Guy: "...So...are you a virgin?"

Me: "Hmm...I've never been asked this on a first date. Why do you want to know?"

 

If his answer gives a vibe of wanting to hop into bed and he doesn't want to fumble with a novice, I think I'll just state that it's a really personal question to be asking a stranger and end the date there (and not see him again). In my opinion, it seems like too much of a breech in etiquette -- and manners is not something a person could fix so easily.

 

However, if his answer gives a vibe that he just wants to make sure he's not "wasting his time" dating a totally incompatible person, I would answer him and tell him my reasons. BUT -- if this occurs on the first date, I would still think it's bad etiquette...

 

Fero, my suggestion to you if you're going to ask that question is to ask it only when you feel that it'll matter to you. In general though, I think that question will just pop up on its own when it's appropriate, so just don't rush the question.

 

From personal experience, brace yourself.
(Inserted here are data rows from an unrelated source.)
Issue #6020, opened 2016-12-16
Integrate pouchdb-find into PouchDB


nolanlawson:
I've put this off for way too long, so here's a quick RFC on how I plan to accomplish this.

In my mind this would be a multi-stage process:

1. Split `pouchdb-mapreduce` into two modules: `pouchdb-mapreduce` and `pouchdb-abstract-mapreduce`. This should be fairly easy now that we have the monorepo. `pouchdb-find` current relies on a fork of `pouchdb-mapreduce` that has this exact same split, but unfortunately the fork has diverged enough that I will probably have to rewrite `pouchdb-abstract-mapreduce` from scratch. But in the end, both `pouchdb-find` and `pouchdb-mapreduce` will live inside of the monorepo and both can be tested there.
2. Remove `dependentDbs` logic from `pouchdb-core` in favor of a generic hook on database deletion that plugins like `pouchdb-mapreduce` and `pouchdb-find` can register for. This will pave the way for `idb-next` and the built-in `pouchdb-find`.
3. Start publishing `pouchdb-find` with the same version numbers as the other core modules, test it using e.g. `TYPE=find npm test`

Obviously we would also need to move documentation into `pouchdb.com` and probably add a new section to the guide, and in some future major release of PouchDB we can drop `pouchdb-mapreduce` from the default set of plugins, but those aren't strictly necessary in order to get `pouchdb-find` integrated.

nolanlawson:
Changing this from an RFC to a task because I think we should just do this.

nolanlawson:
fixed in #6201

PR #6165, opened 2017-01-21
(#6020) - separate mapreduce into mapreduce & abstract-mapreduce

nolanlawson:
This is step 1 in fixing #6020, i.e. moving `pouchdb-find` into core.

This breaks `pouchdb-mapreduce` into two modules: `pouchdb-mapreduce` and `pouchdb-abstract-mapreduce`. This will make it compatible with `pouchdb-find` (which uses `pouchdb-abstract-mapreduce` under the hood) and therefore we can move it into core and allow `pouchdb-find` and `pouchdb-mapreduce` to share the same core implementation.

The idea was laid out a long time ago in https://github.com/pouchdb/mapreduce/pull/250, but basically the delegation of responsibilities is:

- `pouchdb-abstract-mapreduce`: contains core secondary index logic, including handling of `startkey`/`endkey`/etc., building the index itself, managing the `_local/mrviews` document, registering dependent dbs, etc.
- `pouchdb-mapreduce` contains all the map/reduce-specific logic, such as `eval`ing map/reduce functions.
- `pouchdb-find` contains the Mango-specific logic, such as how to build a "map-like" function based on a query definition (fields, sort, etc.).

Both `pouchdb-mapreduce` and `pouchdb-find` depend on `pouchdb-abstract-mapreduce`. There is no `eval()` in `pouchdb-abstract-mapreduce`, meaning `pouchdb-find` allows us to do secondary indexes without any arbitrary code execution.


packages/node_modules/pouchdb-mapreduce-utils/README.md
```diff
@@ -1,21 +1,20 @@
-pouchdb
```
nolanlawson: this README accidentally had a lot of typos in it. I corrected it as part of this PR.

packages/node_modules/pouchdb-mapreduce/README.md
```diff
@@ -1,19 +1,20 @@
-pouchdb-mapreduce-utils ![semver non-compliant](https://img.shields.io/badge/semver-non--compliant-red.svg)
```
nolanlawson: this readme also had a bunch of typos

packages/node_modules/pouchdb-mapreduce-utils/src/index.js
```diff
@@ -1,6 +1,11 @@
 import argsarray from 'argsarray';
 import { nextTick } from 'pouchdb-utils';
 import { Set } from 'pouchdb-collections';
+import {
+  QueryParseError,
+  NotFoundError,
+  BuiltInError
+} from './errors';
```
nolanlawson: I moved these error objects into `pouchdb-mapreduce-utils` because they are needed by both `pouchdb-mapreduce` and `pouchdb-abstract-mapreduce`.

tests/mapreduce/test.persisted.js
```diff
@@ -243,6 +243,21 @@ function tests(suiteName, dbName, dbType) {
...
+        _id: '_design/barbar',
+        views: {
+          scores: {
+            map: 1
+          }
+        }
+      };
+      return db.post(doc).then(function () {
+        return db.query('barbar/scores', {key: 'bar'});
+      }).should.be.rejected;
```
willholley: This looks like it would incorrectly pass if `db.post()` failed (e.g. if we add validation to reject invalid design docs similar to CouchDB). Should the test be more explicit about which promise is rejected?

nolanlawson: Yes, you're right. I'll update it and the other one I copypasted from.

If their answer is "no, I'm not a virgin" and you're a virgin, it's going to sting like hell -- especially if it's the deepest (or only) relationship you will have been in -- because it'll feel like that person you totally have a crush just literally broke your heart... And then you'll read (and reread a hundred times over) "The 7 Emotions You Feel When You Discover Their Sexual Past" to work through all your emotions...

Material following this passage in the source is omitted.